Both studies speak to the importance of exploring funding for social services and specific programs that affect health, Dr. Palumbo added.

Services that affect nonmedical determinants of health broadly affect how people live their daily lives, Dr. Muchomba said – where they live, how they get to work and to medical appointments, where they shop, how they engage in recreation.

“Housing is very important for mothers since it provides a safe space to shelter during pregnancy and during recovery from childbirth. It’s a safe place to store medications and to prepare healthy food,” he continued. “But much of the housing in New Jersey is very expensive, and some mothers may have to decide between paying the rent and buying healthy food.”

In other benefits, local services spending provides transportation to jobs and health care, bus shelters, effective waste management, viable sidewalks, safe crosswalks, and public exercise venues that help to reduce obesity.

The category that Dr. Muchomba is most often asked about is libraries. “Why libraries? Our hypothesis is that libraries provide some low-income people with their only access to computers and the Internet. They’re a major resource for information and a proxy for the delivery of other services,” he said. In addition, many libraries offer English as a second language classes, which may increase health literacy among immigrants.
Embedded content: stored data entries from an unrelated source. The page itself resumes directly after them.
PR #1145, opened 2026-08-29
ci: redeploy the docs site on release tags

rorygraves:
## Problem

The homepage install snippet renders `site.data.project.latest_release`, which `pages.yml` derives from `git describe` over release tags. But the workflow only triggered on pushes to `main` touching `docs/**`. **A tag push is not a branch push**, so cutting a release never redeployed the site.

At v0.4.0 this was user-visible. That release both bumped the version and renamed the artifacts, so until a manual `workflow_dispatch` the site advertised:

```scala
libraryDependencies += "org.llm4s" %% "llm4s-core" % "0.3.4"
```

`llm4s-core_3` has no 0.3.4 — that release was published as `core`. Confirmed 404 on Maven Central. Every future release would have left the site one version behind.

## Fix

Adds a `v[0-9]*` tag trigger — **and removes the `paths` filter to do it safely.**

Under `push`, `paths` applies to the whole block including tags. A tag pointing at an already-pushed commit introduces no changed files, so a path-filtered tag trigger can silently never fire. Keeping `paths` risked shipping a fix that looks right and does nothing, which is the failure mode this PR exists to remove.

The cost is a docs build on main pushes that do not touch docs. The alternative is a site that quietly serves a stale or unresolvable coordinate after every release.

## Verification

The real test is the next release tag. In the meantime `main` pushes exercise the same job, and the version-derivation logic itself was verified in the v0.4.0 deploy (`latest release: 0.3.4` resolved correctly from `git describe`).

Refs #1141

### DIFF
--- a/.github/workflows/pages.yml
+++ b/.github/workflows/pages.yml
@@ -2,11 +2,22 @@ name: Deploy Documentation
 
 on:
   push:
+    # Release tags must redeploy the site. The version rendered in the install
+    # snippets is derived from `git describe` over release tags, so without a tag
+    # trigger a release leaves llm4s.org advertising the *previous* version until
+    # something unrelated happens to touch docs/**. That is exactly what happened at
+    # v0.4.0, which also renamed the artifacts, so the site served a coordinate
+    # that 404s on Maven Central.
+    #
+    # The `paths` filter that used to be here has been removed deliberately. Under
+    # `push`, `paths` applies to the whole block, including tags -- and a tag that
+    # points at an already-pushed commit introduces no changed files, so a
+    # path-filtered tag trigger can silently never fire. Deploying on every main
+    # push costs a build we would otherwise skip; a docs site that quietly serves a
+    # stale version costs more.
     branches: [main]
-    paths:
-      - 'docs/**'
-      - 'modules/core/src/**'
-      - '.github/workflows/pages.yml'
+    tags:
+      - 'v[0-9]*'
   workflow_dispatch:
 
 # Sets permissions of the GITHUB_TOKEN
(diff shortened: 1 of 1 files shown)


rorygraves:
Both findings are valid. Rather than patching them separately, the two together point at a better design — pushed as the latest commit.

**P1 (gate on successful publication) — correct, and it is the same bug this PR set out to fix.** `pages.yml` and `release.yml` both trigger on `v*` tags and run concurrently. Pages wins that race comfortably, because Release runs full CI before publishing. So the site would advertise the new coordinate before `sbt ci-release` had published it — and permanently, if the publish failed. My change would have traded a *stale* coordinate for a *premature* one.

**P2 (retain path filtering) — resolved, though not by settling the disagreement.** I removed `paths` because it applies to the whole `push` block and I was not confident it could not suppress a tag trigger. You say `paths` is not evaluated for tag pushes. I did not verify that either way, and the redesign means neither of us needs to be right: **there is no tag trigger any more**, so the filter is restored and previous branch behaviour stands. Unrelated `main` pushes no longer run a full sbt/Scaladoc/Jekyll build.

**The design now:**

```yaml
push:          # docs changes on main, path-filtered as before
workflow_run:  # workflows: ["Release"], types: [completed]
workflow_dispatch:
```

with the build job gated on `github.event.workflow_run.conclusion == 'success'`.

Checking out the default branch under `workflow_run` is sufficient here: the version comes from `git describe --tags`, which needs the tag *reachable*, not checked out. The tag is cut from main, so it is.

**One residual window I am not claiming to have closed:** Maven Central sync lags a successful publish by a few minutes, so the site can still briefly show a version that is published but not yet resolvable. That is much smaller than the original window and would need polling Central to remove — not worth the complexity, but worth stating rather than implying it is airtight.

A major objective of the 2020 Maternal Health Action Plan of the U.S. Department of Health & Human Services is to better target resources by identifying problem spots for maternal morbidity and mortality. “Our findings strongly suggest that surveillance at the municipal level, a level rarely considered in studies of health outcomes, would be important for success in such efforts,” the authors wrote.

Dr. Muchomba believes doctors can have a role to play in targeting of spending for local services that can reduce maternal morbidity and mortality. “Many physicians are engaged in community health outreach efforts. As respected people in the community, they need to be aware of these other determinants of health that may be driving maternal morbidity rates in their communities.”

This research was supported by the Robert Wood Johnson Foundation, the National Center for Advancing Translational Sciences, the U.S. Department of Health & Human Services Health Resources and Service Administration and the Child Health Institute of New Jersey. Dr. Muchomba reported a grant from Eunice Kennedy Shriver National Institute of Child Health and Human Development outside of the submitted work. Dr. Palumbo had no potential competing interests to disclose.